Issue #20, opened 2023-08-24
workflow checking for diffs fails even if no diffs


eriknordmark:
The check for differences seems to result in exit 1 even if there are no changes (see below), and reading the code it will definitely exit 1 if there are tool version changes.

0s
Run echo "changed and uncommitted files, excluding versions"
changed and uncommitted files, excluding versions

differences other than tool version changes:

differences including tool version changes:
Error: Process completed with exit code [1

From https://github.com/lf-edge/eve-api/actions/runs/5960807127/job/16168787320?pr=19#step:4:1

rene:
Issue is already fixed by PR #25 .

PR #25, opened 2023-09-04
Improve workflows

eriknordmark:
Seems like the diff check in ci.yaml is using a constant and not a variable. Fixes issue #20 
And we want to exclude the images from the comparison since the buider produces different output each time it is run with identical source files.

Second commit was just checking yamllint and discovering that the indentation etc is off for yetus.yaml.

### DIFF
--- a/.github/workflows/ci.yaml
+++ b/.github/workflows/ci.yaml
@@ -1,5 +1,7 @@
+# yamllint disable rule:line-length
+---
 name: Build and Test
-on:
+on:  # yamllint disable-line rule:truthy
   pull_request:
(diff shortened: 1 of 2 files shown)


deitch:
> And we want to exclude the images from the comparison

Yes, it is a frustration of mine. I have reached out to the maintainers, but have not heard back. I dug into how the images are generated, and it is fixable, but we are blocked until they respond. I will ping them again.

I kept the image check under the assumption that we would fix it quickly, and thus better to be sure it was changed. Clearly, it is not happening quickly, so your approach is better.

WHAT YOU WILL DO
Check each line of the entries for the string "want". Copy the lines that have it.

WRITTEN REPLY
And we want to exclude the images from the comparison since the buider produces different output each time it is run with identical source files.
> And we want to exclude the images from the comparison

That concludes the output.